_WHAT TO WORK ON_
Tell how many lines in the listing below contain the word "ncread", giving the number alone.

━━━━━━━━

PR #633, opened 2025-06-12
feat: adding LandSurfaceTemperature module for LST modeling

### LINKED ISSUE #635: Support land surface temperature (LST) computation
Implementation of methods to compute LST based on the following paper: "Identifying irrigated areas using land surface temperature and hydrological modelling: application to the Rhine basin" [doi](https://doi.org/10.5194/hess-29-1483-2025).

This can be implemented as:
1. Part of the Wflow core (`\Wflow\src\`) or 
2. As a separate module outside the core like `WflowServer`.

@aweerts and Jaap Schellekens: Do you have a preference (e.g. what is the use case)?

michaelohanrahan:
## Explanation
Working towards implementation of the methods from the Devi Purnamasari et al. 2025 paper: "Identifying irrigated areas using land surface temperature and hydrological modelling: application to the Rhine basin" [doi](https://doi.org/10.5194/hess-29-1483-2025)

## Implementation details:
The land surface temperature (LST) module is an optional component of the `SBM` land hydrology model, controlled by the `land_surface_temperature__flag` in the model config. When enabled, a `LandSurfaceTemperatureModel` is created and stored as a field in `LandHydrologySBM`, alongside `interception`, `snow`, `soil`, and other land processes. The LST model uses atmospheric forcing (temperature, wind speed, net radiation), actual evapotranspiration, land surface roughness parameters (momentum and heat transfer), zero plane displacement height and land surface "skin" layer height above the ground to compute aerodynamic resistance, sensible heat flux, latent heat flux and land surface temperature per cell. When the flag is set to `false` (default), a `NoLandSurfaceTemperatureModel` is used instead, and the LST update is skipped.

## Checklist

A unit test has been added for LST, would be good to add an integration test for LST.


Wflow/src/land_surface_temperature.jl
```diff
@@ -0,0 +1,305 @@
+module LandSurfaceTemperature
+
+using Wflow
+using Dates
+import Wflow: AbstractLandModel, AtmosphericForcing, SbmSoilModel, Config
+using NCDatasets
+using Parameters
```
vers-w: For now I would suggest not to use `module` here, but to implement this feature as part of the `LandHydrologySBM` model (like `snow` etc.).

Wflow/src/land_surface_temperature.jl
```diff
@@ -0,0 +1,305 @@
...
+
+#abstract should define a common interface
+abstract type AbstractLSTModel end
```
vers-w: I would recommend to use more explicit naming (e.g. here `LandSurfaceTemperature`) as much as possible throughout the code.

Wflow/src/land_surface_temperature.jl
```diff
@@ -0,0 +1,305 @@
...
+#a struct or "object" is a collection of fields
+#a field is a variable that belongs to a struct
+#@with_kw is a macro that creates a struct with fields and default values
+const sigma = 5.67e-8  # Stefan-Boltzmann constant for blackbody radiation
+const cp = 1013.0      # Specific heat capacity of air in J/kg/K
+const rho_a = 1.29     # Density of air in kg/m3
+const rho_w = 1000.0     # Density of water in kg/m3
+#TODO: make crop height a distributed parameter
+const hc = 2.0        # crop height in m
+const k = 0.41        # von Kármán constant
```
vers-w: We work with shared parameters, I would say most of these can be part of `LandParameters` (\src\domain.jl) or vegetation parameters (\src\vegetation\parameters.jl).

Wflow/src/land_surface_temperature.jl
```diff
@@ -0,0 +1,305 @@
...
+#HYRAS input is 10m we correct to 2m in calculation for aerodynamic resistance
```
vers-w: I think computation of windspeed at 2 m should be done by hydromt_wflow?

Wflow/src/land_surface_temperature.jl
```diff
@@ -0,0 +1,305 @@
...
+const zm = 2.0        # height of wind speed measurement = zh
+const zh = 2.0        # height of air temperature measurement = zm
+const dt = 86400.0     # timestep in seconds
+
+@with_kw struct LSTModel <: AbstractLandModel
```
vers-w: `AbstractLSTModel`?

Wflow/src/land_surface_temperature.jl
```diff
@@ -0,0 +1,305 @@
...
+    # Input forcing from atmospheric module
+    atmospheric_forcing::AtmosphericForcing
```
vers-w: Would recommend to make a distinction between variables and parameters here like the other wflow models.

Wflow/src/land_surface_temperature.jl
```diff
@@ -0,0 +1,305 @@
...
+
+    # Input radiation
+    RS_in::Vector{Float64}    # Downward shortwave radiation (W/m2)
```
vers-w: This can be part of `AtmosphericForcing`.

Wflow/src/land_surface_temperature.jl
```diff
@@ -0,0 +1,305 @@
...
+const cp = 1013.0      # Specific heat capacity of air in J/kg/K
+const rho_a = 1.29     # Density of air in kg/m3
+const rho_w = 1000.0     # Density of water in kg/m3
+#TODO: make crop height a distributed parameter
+const hc = 2.0        # crop height in m
+const k = 0.41        # von Kármán constant
+#HYRAS input is 10m we correct to 2m in calculation for aerodynamic resistance
+const zm = 2.0        # height of wind speed measurement = zh
+const zh = 2.0        # height of air temperature measurement = zm
+const dt = 86400.0     # timestep in seconds
```
vers-w: If we run this model as part of updating `LandHydrologySBM` then `dt` is already part of that function.

Wflow/src/land_surface_temperature.jl
```diff
@@ -0,0 +1,305 @@
...
+    # Input forcing from atmospheric module
+    atmospheric_forcing::AtmosphericForcing
+
+    # Input radiation
+    RS_in::Vector{Float64}    # Downward shortwave radiation (W/m2)
+
+    # Static parameters (from netCDF or defaults)
+    albedo::Vector{Float64}   # Surface albedo
+    crop_height::Vector{Float64} # Crop height in m
+    emissivity::Vector{Float64} # Surface emissivity
```
vers-w: These can be part of shared land or vegetation parameters.

Wflow/src/land_surface_temperature.jl
```diff
@@ -0,0 +1,305 @@
...
+    latitude::Vector{Float64}  # Latitude of each grid cell (degrees)
```
vers-w: We also support other projections. This parameter can be stored as part of the `Network` information, e.g. `NetworkLand` in \src\network.jl.

Wflow/src/land_surface_temperature.jl
```diff
@@ -0,0 +1,305 @@
...
+
+    # Time information
+    doy::Vector{Int}          # Day of year for each timestep
```
vers-w: We also use `doy` information for reservoirs, at a later stage probably good to store this more centrally, e.g. as part of `Clock`. Or just using `dayofyear(clock.dt)` in the update function is also fine. I don't think a `Vector{Int}` is required here?

Wflow/src/land_surface_temperature.jl
```diff
@@ -0,0 +1,305 @@
...
+    ra::Vector{Float64}      # Aerodynamic resistance (s/m)
+    u2m::Vector{Float64}     # Wind speed at 2m height (m/s)
+
+    # Energy balance components
+    RSN::Vector{Float64}     # Net shortwave radiation (W/m2)
+    RLN::Vector{Float64}     # Net longwave radiation (W/m2)
+    Rnet::Vector{Float64}    # Net radiation (W/m2)
+    lambda::Vector{Float64}  # Latent heat of vaporization (J/kg)
+    LE::Vector{Float64}      # Latent heat flux (W/m2)
+    H::Vector{Float64}       # Sensible heat flux (W/m2)
```
vers-w: Would be good to check/discuss what variables should be computed by hydromt_wflow and what is computed by wflow.

vers-w (commented):
Nice start with this new feature @michaelohanrahan ! 

I added some comments, main suggestion is to include this new feature as part of `LandHydrologySBM`, make use of variables and parameter fields in the model struct, to move some parameters or forcing to other structs (e.g. for shared land parameters) and to check/discuss what hydromt_wflow should compute.

Wflow/src/land_surface_temperature.jl
michaelohanrahan: Thanks @vers-w for now I think we agree that wind speed (u2m) shortwave radiation (RS_in) and albedo will be added to the forcing and are therefore computed in preprocessing, soon after migrating to hydromt_wflow. A similar story with canopy height hc, that is now a static param. Ra, lambda, etc still remain calculated within the "LandSurfaceTemperatureModel"

Wflow/src/land_surface_temperature.jl
michaelohanrahan: For now DOY remains calculated in func update_timestep_land_surface_temperature, it is no longer a vector indeed

Wflow/src/land_surface_temperature.jl
michaelohanrahan: Latitude now part of network

Wflow/src/land_surface_temperature.jl
michaelohanrahan: no longer static params, they are in forcing, though emissivity is not yet supported. Is there a way to support fallback values in forcing supplied? i.e. if albedo is not attached in forcing now it will not work, though one could feasibly proceed with a constant albedo for testing purposes

Wflow/src/land_surface_temperature.jl
```diff
@@ -0,0 +1,347 @@
+# after Devi Purnamasari et al. 2025 
+# https://doi.org/10.5194/hess-29-1483-2025
+#TODO: review comments that are too instructional, retain during dev.
+
+using Wflow
+using Dates
+import Wflow: AbstractLandModel, AtmosphericForcing, SbmSoilModel, Config
+using NCDatasets
+using Parameters
```
vers-w: These are not required here, and `using Wflow` only makes sense if this would be an external package (not within the module `Wflow`).

```suggestion
```

Wflow/src/forcing.jl
```diff
@@ -6,6 +6,12 @@
     potential_evaporation::Vector{Float64}
     # Temperature [ᵒC]
     temperature::Vector{Float64}
+    # Downward shortwave radiation [W m-2]
+    RS_in::Vector{Float64}
+    # Surface albedo [-]
+    albedo::Vector{Float64}
```
vers-w: Suggest to move `albedo` to struct `LandParameters` (src\domain.jl).

Wflow/src/forcing.jl
```diff
@@ -6,6 +6,12 @@
     potential_evaporation::Vector{Float64}
     # Temperature [ᵒC]
     temperature::Vector{Float64}
+    # Downward shortwave radiation [W m-2]
+    RS_in::Vector{Float64}
```
vers-w: Preference is to use lower case explicit names for variables in the code, e.g. here:  `shortwave_radiation_in` and `windspeed_2m`.

Wflow/src/forcing.jl
```diff
@@ -6,6 +6,12 @@
     potential_evaporation::Vector{Float64}
```
vers-w: Would be good to use default values for the struct fields, e.g.: `potential_evaporation::Vector{Float64} = Float64[]`.

Wflow/src/land_surface_temperature.jl
```diff
@@ -0,0 +1,347 @@
...
+const dt = 86400.0     # timestep in seconds
+
+"Struct for storing LST model variables"
+@with_kw struct LandSurfaceTemperatureVariables
+    # Input forcing (updated each timestep)
+    RS_in::Vector{Float64}   # Downward shortwave radiation (W/m2)
+    Ta::Vector{Float64}      # Air temperature (K)
+    u2m::Vector{Float64}     # Wind speed at 2m height (m/s)
+    albedo::Vector{Float64}  # Surface albedo
+    #TODO: emissivity is a constant, not a variable
```
vers-w: These fields can be removed as these are now part of forcing/land parameters.

Wflow/src/land_surface_temperature.jl
```diff
@@ -0,0 +1,347 @@
...
+    # emissivity::Vector{Float64} # Surface emissivity
+
+    #From LandHydrologySBM
+    ET_a::Vector{Float64}    # Actual evapotranspiration from SBM (mm/Δt)
```
vers-w: Including `ET_a` is not really required here, as it is already stored as part of the `SbmSoilModel`.

Wflow/src/land_surface_temperature.jl
```diff
@@ -0,0 +1,347 @@
...
+
+    # Calculated variables
+    ra::Vector{Float64}      # Aerodynamic resistance (s/m)
+    RSN::Vector{Float64}     # Net shortwave radiation (W/m2)
+    LE::Vector{Float64}      # Latent heat flux (W/m2)
+    H::Vector{Float64}       # Sensible heat flux (W/m2)
+    RLN::Vector{Float64}     # Net longwave radiation (W/m2)
+    lambda::Vector{Float64}  # Latent heat of vaporization (J/kg)
+    Rnet::Vector{Float64}    # Net radiation (W/m2)
+    LST::Vector{Float64}     # Land surface temperature (K)
```
vers-w: Try to make use of lower case explicit names for variables as much as possible.

Wflow/src/land_surface_temperature.jl
```diff
@@ -0,0 +1,347 @@
...
+        LST = fill(MISSING_VALUE, n),
+    )
+end
+
+"Struct for storing LST model parameters"
+@with_kw struct LandSurfaceTemperatureParameters
+    # Static parameters (from netCDF or defaults)
+    crop_height::Vector{Float64} # Crop height in m
+    latitude::Vector{Float64}  # Latitude of each grid cell (degrees)
+end
```
vers-w: As `crop_height` and `latitude` can be useful for other wflow models suggest to store `latitude` as part of struct `NetworkLand` in \src\network.jl and `crop_height` in struct `VegetationParameters` in \src\vegetation\parameters.jl.

Maybe replace `crop_height` by `canopy_height` (better term)?

Wflow/src/land_surface_temperature.jl
```diff
@@ -0,0 +1,347 @@
...
+    land_surface_temperature_model.variables.Ta .= atmospheric_forcing.temperature
+
+    land_surface_temperature_model.variables.RS_in .= atmospheric_forcing.RS_in
+
+    land_surface_temperature_model.variables.albedo .= atmospheric_forcing.albedo
+
+    land_surface_temperature_model.variables.u2m .= atmospheric_forcing.u2m
+
+    return nothing
+end
```
vers-w: This function is not required as it is done at the model level (`load_dynamic_input!(model)`).

```suggestion
```

Wflow/src/land_surface_temperature.jl
```diff
@@ -0,0 +1,347 @@
...
+    params = LandSurfaceTemperatureParameters(dataset, config, indices)
+    vars = LandSurfaceTemperatureVariables(n)
+
+    return LandSurfaceTemperatureModel(; parameters = params, variables = vars)
+end
+
+"""
+Update LST model for a single timestep
+"""
+function update_timestep_land_surface_temperature(
```
vers-w:
```suggestion
function update_land_surface_temperature(
```

Wflow/src/sbm_gwf_model.jl
```diff
@@ -72,6 +72,17 @@ function update!(model::AbstractModel{<:SbmGwfModel})
...
+    do_lst = get(config.model, "lst__flag", false)::Bool
+    if do_lst
+        update!(
+            land.land_surface_temperature,
+            land.soil,
+            land.atmospheric_forcing,
+            clock.time,
+            dt,
+        )
+    end
```
vers-w: Suggest to move this to sbm.jl (update function of `LandHydrologySBM`).

Wflow/src/sbm_model.jl
```diff
@@ -98,6 +98,18 @@ function update_until_recharge!(model::AbstractModel{<:SbmModel})
...
+    do_lst = get(config.model, "lst__flag", false)::Bool
+    if do_lst
+        update!(
+            land.land_surface_temperature,
+            land.soil,
+            land.atmospheric_forcing,
+            clock.time,
+            dt,
+        )
+    end
```
vers-w: Suggest to move this to sbm.jl (update function of `LandHydrologySBM`).

vers-w (commented):
Thanks for the changes @michaelohanrahan ! Some additional comments from my side.

Wflow/src/sbm.jl
```diff
@@ -32,6 +33,12 @@ function LandHydrologySBM(dataset::NCDataset, config::Config, domain::DomainLand
     else
         snow = NoSnowModel()
     end
+    do_lst = get(config.model, "lst__flag", false)::Bool
```
vers-w: Suggest to use a more explicit name for this model setting:
```suggestion
    do_lst = get(config.model, "land_surface_temperature__flag", false)::Bool
```

Wflow/src/standard_name.jl
```diff
@@ -203,6 +203,20 @@ const sbm_standard_name_map = Dict{String, NamedTuple}(
...
+    "land_surface__net_longwave_radiation" =>
+        (lens = @optic(_.land.land_surface_temperature.variables.RLN), unit = "W m-2"),
+    "land_surface__net_radiation" =>
+        (lens = @optic(_.land.land_surface_temperature.variables.Rnet), unit = "W m-2"),
+    "land_surface__latent_heat_flux" =>
+        (lens = @optic(_.land.land_surface_temperature.variables.LE), unit = "W m-2"),
+    "land_surface__sensible_heat_flux" =>
+        (lens = @optic(_.land.land_surface_temperature.variables.H), unit = "W m-2"),
+    "land_surface__aerodynamic_resistance" =>
+        (lens = @optic(_.land.land_surface_temperature.variables.ra), unit = "s m-1"),
```
vers-w: Some suggested improvements for these standard names, also including a quantity name.

```suggestion
    "land_surface_radiation~net~shortwave__energy_flux" =>
        (lens = @optic(_.land.land_surface_temperature.variables.RSN), unit = "W m-2"),
    "land_surface_radiation~net~longwave__energy_flux" =>
        (lens = @optic(_.land.land_surface_temperature.variables.RLN), unit = "W m-2"),
    "land_surface_radiation~net~total__energy_flux" =>
        (lens = @optic(_.land.land_surface_temperature.variables.Rnet), unit = "W m-2"),
    "land_surface_air_heat~latent~evaporation__energy_flux" =>
        (lens = @optic(_.land.land_surface_temperature.variables.LE), unit = "W m-2"),
    "land_surface_air_heat~net~sensible__energy_flux" =>
        (lens = @optic(_.land.land_surface_temperature.variables.H), unit = "W m-2"),
    "atmosphere_bottom_air__bulk_momentum_aerodynamic_resistance" =>
        (lens = @optic(_.land.land_surface_temperature.variables.ra), unit = "s m-1"),
```

Wflow/src/forcing.jl
michaelohanrahan: Thanks for the suggestion, changing should also allow for flexibility in providing default values

`
@with_kw struct LandSurfaceTemperatureVariables

    # Input forcing (updated each timestep)

    RS_in::Vector{Float64} = Float64[]   # Downward shortwave radiation (W/m2)

... etc.
`

Wflow/src/forcing.jl
michaelohanrahan: Adopted, thanks  e.g. sensible_heat_flux, net_radiation, net_shortwave_radiation and shortwave_radiation_in

Wflow/src/land_surface_temperature.jl
michaelohanrahan: Indeed the constant for testing is now removed and handled in preprocessing before handling per timestep with atmospheric forcing

Wflow/src/land_surface_temperature.jl
michaelohanrahan: dt now accessed via clock

Wflow/src/land_surface_temperature.jl
michaelohanrahan: Indeed, now corrected

Wflow/src/land_surface_temperature.jl
michaelohanrahan: Made more explicit throughout land_surface_temperature.jl

Wflow/src/land_surface_temperature.jl
michaelohanrahan: NetworkLand updated, Vegetation params updated, canopy_height adopted :)

Wflow/src/land_surface_temperature.jl
michaelohanrahan: Adopted, Thanks!

Wflow/src/land_surface_temperature.jl
michaelohanrahan: adopted

Wflow/src/sbm.jl
michaelohanrahan: adopted, thanks

Wflow/src/sbm_gwf_model.jl
michaelohanrahan: Moved, thanks 😄

Wflow/src/sbm_model.jl
michaelohanrahan: Adopted, thanks

Wflow/src/standard_name.jl
michaelohanrahan: adopted, thanks

Wflow/src/forcing.jl
michaelohanrahan: currently thinking about how to first go with albedo as part of forcing, otherwise fall back on static param/constant

Wflow/src/land_surface_temperature.jl
michaelohanrahan: Attempted to implement the fallback mechanism commit @ [72a74e9](https://github.com/Deltares/Wflow.jl/pull/633/commits/72a74e9e771958c70e0900b5a1fc1ebf8377cd59)

Wflow/src/land_surface_temperature.jl
michaelohanrahan: now using `Clock`

Wflow/src/land_surface_temperature.jl
michaelohanrahan: Still working on moving constants to land parameters

Wflow/src/forcing.jl
michaelohanrahan: fallback attempted with this commit [72a74e9](https://github.com/Deltares/Wflow.jl/pull/633/commits/72a74e9e771958c70e0900b5a1fc1ebf8377cd59)

Wflow/src/land_surface_temperature.jl
```diff
@@ -0,0 +1,272 @@
...
+    lat_rad = deg2rad(lat)
+    doy = dayofyear(clock.current_time)
+    decl = solar_declination(doy)
+    dist = relative_distance(doy)
+    sha = acos(-tan(lat_rad) * tan(decl))
+    Ra =
+        dist * gsc / π *
+        (cos(lat_rad) * cos(decl) * sin(sha) + sha * sin(lat_rad) * sin(decl))
+    return Ra
+end
```
vers-w: I would suggest to remove the computation of extraterrestrial radiation from wflow and let hydromt_wflow take care of this (input as forcing). And maybe also the net longwave radiation computation? This variable does not seem to rely on parameters in wflow that may vary through time (like `albedo` and net shortwave radiation).

Wflow/src/land_surface_temperature.jl
vers-w: Parameters can also vary in time (cyclic/forcing) as long as there is a mapping between the standard name and the internal model name, stored in \src\standard_name.jl. I have added the `albedo` parameter to the standard name mapping `Dict` and removed it from the forcing struct. so the code is a bit more simple/efficient.

Wflow/src/land_surface_temperature.jl
vers-w: If we make use of `emissivity` as a parameter, I think we only need surface downward longwave radiation flux as input forcing for the computation of net longwave radiation.

Wflow/src/standard_name.jl
```diff
@@ -203,6 +211,34 @@ const sbm_standard_name_map = Dict{String, NamedTuple}(
...
+        unit = "W m-2",
+    ),
+    "land_surface__sensible_heat_flux" => (
+        lens = @optic(_.land.land_surface_temperature.variables.sensible_heat_flux),
+        unit = "W m-2",
+    ),
+    "land_surface__aerodynamic_resistance" => (
+        lens = @optic(_.land.land_surface_temperature.variables.aerodynamic_resistance),
+        unit = "s m-1",
+    ),
```
vers-w: In a previous comment https://github.com/Deltares/Wflow.jl/pull/633#discussion_r2156720138, these suggestions were added but not adopted by selecting "Commit suggestion".

```suggestion
    "land_surface_radiation~net~shortwave__energy_flux" => (
        lens = @optic(_.land.land_surface_temperature.variables.net_shortwave_radiation),
        unit = "W m-2",
    ),
    "land_surface_radiation~net~longwave__energy_flux" => (
        lens = @optic(_.land.land_surface_temperature.variables.net_longwave_radiation),
        unit = "W m-2",
    ),
    "land_surface_radiation~net~total__energy_flux" => (
        lens = @optic(_.land.land_surface_temperature.variables.net_radiation),
        unit = "W m-2",
    ),
    "land_surface_air_heat~latent~evaporation__energy_flux" => (
        lens = @optic(_.land.land_surface_temperature.variables.latent_heat_flux),
        unit = "W m-2",
    ),
    "land_surface_air_heat~net~sensible__energy_flux" => (
        lens = @optic(_.land.land_surface_temperature.variables.sensible_heat_flux),
        unit = "W m-2",
    ),
    "atmosphere_bottom_air__bulk_momentum_aerodynamic_resistance" => (
        lens = @optic(_.land.land_surface_temperature.variables.aerodynamic_resistance),
        unit = "s m-1",
    ),
```

Wflow/src/standard_name.jl
```diff
@@ -12,10 +12,18 @@ const sbm_standard_name_map = Dict{String, NamedTuple}(
     ),
     "land_surface__evapotranspiration_volume_flux" =>
         (lens = @optic(_.land.soil.variables.actevap), unit = "mm dt-1"),
+    "land_surface__albedo" =>
+        (lens = @optic(_.domain.land.parameters.albedo), unit = "-"),
     "land_water~storage~total__depth" =>
         (lens = @optic(_.land.soil.variables.total_storage), unit = "mm"),
     "atmosphere_air__temperature" =>
         (lens = @optic(_.land.atmospheric_forcing.temperature), unit = "°C"),
+    "atmosphere_air__shortwave_radiation_in" => (
```
vers-w: Consistent with CSDMS standard name:
```suggestion
    "land_surface_radiation~incoming~shortwave__energy_flux" => (
```

Wflow/src/network.jl
```diff
@@ -89,6 +91,35 @@ function NetworkLand(dataset::NCDataset, config::Config, modelsettings::NamedTup
...
+        if length(lat_1d) < new_rows
+            # Pad with the last latitude value if needed
+            extended_lat = vcat(
+                extended_lat,
+                repeat([lat_1d[end]], new_rows - length(lat_1d), new_cols),
+            )
+        end
+        latitude_2d = extended_lat
+    end
+    latitude = latitude_2d[indices]
```
vers-w: When using the Allen et al. (1998) approach for computing net longwave radiation we decided to do this is part of pre-processing (e.g. hydromt_wflow) and not part of the Wflow kernel. The variable `latitude` is only required as part of this approach (to compute extraterrestrial radiation), so I think it is better to remove this part. We also do not have to deal with wflow models in meter-based projections.

Wflow/src/sbm.jl
```diff
@@ -78,11 +87,21 @@ function update!(
     domain::Domain,
     config::Config,
     dt::Float64,
+    clock,
```
vers-w: Suggest to remove `clock`. It is only required for the extraterrestrial radiation computation as part of the Allen et al. (1998) approach for computing net longwave radiation, and we decided to move this (computing net longwave radiation) to a pre-processing step (e.g. hydromt_wflow).

Wflow/src/land_surface_temperature.jl
michaelohanrahan: Added to hydromt_wflow/wflow setup_landsurfacetemp: https://github.com/michaelohanrahan/hydromt_wflow/tree/feature/landsurfacetemp

Wflow/src/network.jl
michaelohanrahan: Adopted with the new preprocessing func setup_landsurfacetemp: https://github.com/michaelohanrahan/hydromt_wflow/tree/feature/landsurfacetemp

Wflow/src/sbm.jl
michaelohanrahan: done!

Wflow/src/standard_name.jl
michaelohanrahan: apologies for having not implemented the suggestions before they became outdated. Of course they are strong suggestions and I have now included them in the latest commit https://github.com/Deltares/Wflow.jl/pull/633/commits/d133977639c5b2b24a099452a5e6e511916d78c4

Wflow/src/land_surface_temperature.jl
michaelohanrahan: moved to src/utils.jl ... but I doubt this is the preferred placement. Suggestion?

vers-w: It seems these parameters are used locally (e.g. within a function), so I would suggest to define these locally as part of the associated functions. If we want to share these parameters between (many) different functions I would say it is preferred to store these for example as part of the land parameters struct, but for now I think including these parameters as part of a function is fine.

Wflow/src/vegetation/parameters.jl
```diff
@@ -29,6 +31,12 @@ function VegetationParameters(
     rootingdepth = ncread(dataset, config, lens; sel = indices, type = Float64)
     lens = lens_input_parameter(config, "vegetation__crop_factor")
     kc = ncread(dataset, config, lens; sel = indices, defaults = 1.0, type = Float64)
+
+    # Read canopy height
+    lens = lens_input_parameter(config, "vegetation__canopy_height")
```
vers-w: Same as standard name used in Sediment model:
```suggestion
    lens = lens_input_parameter(config, "vegetation_canopy__height")
```

Wflow/src/vegetation/parameters.jl
```diff
@@ -29,6 +31,12 @@ function VegetationParameters(
...
+    canopy_height =
+        ncread(dataset, config, lens; sel = indices, defaults = 0.12, type = Float64)
```
vers-w: Any reason to use a value of 0.12 here? The default value as part of the Sediment model is 0.5.

Wflow/src/network.jl
vers-w: Sounds good, probably good to remove this part then. Or do you still need it for some testing?

Wflow/src/land_surface_temperature.jl
```diff
@@ -0,0 +1,260 @@
...
+    zm_ref::Float64 = 2.0,
+    k::Float64 = 0.41,
+)
+    # Handle measurement height below canopy
+    if z_measured < canopy_height
+        z_measured = canopy_height
+    end
+
+    # Ensure minimum canopy height using Allen FAO reference
+    canopy_height = max(canopy_height, 0.12)
```
vers-w: You could also only call this function if `canopy_height` is >= 0.12. I think that is a bit cleaner.

Wflow/src/land_surface_temperature.jl
```diff
@@ -0,0 +1,260 @@
...
+        z0m_ratio = 1.23e-1
+        z0h_ratio = 0.1
+
+    elseif canopy_height >= 1
+        z0m_ratio = 1.23e-1 * (canopy_height / 2.0) #z0m increases with canopy height
+        ref_h = 0.12
+        dh_ratio = 2.0 / 3.0
+        z0h_ratio = 0.2
+    else
+        error("Canopy height $canopy_height is not supported")
```
vers-w: Wondering if this error message is really needed? 

What height would not be supported as it is already set to a minimum of 0.12? If this function is only called for cells with the correct range of `canopy_height` (see also comment above) I think catching this error is not needed. Raising an error in a function that is called in a for loop and for each timestep can get computationally expensive and also for a user it may get overwhelming, depending how many times the error is raised.

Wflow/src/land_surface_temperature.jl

━━━━━━━━

_ANSWER SECTION_
3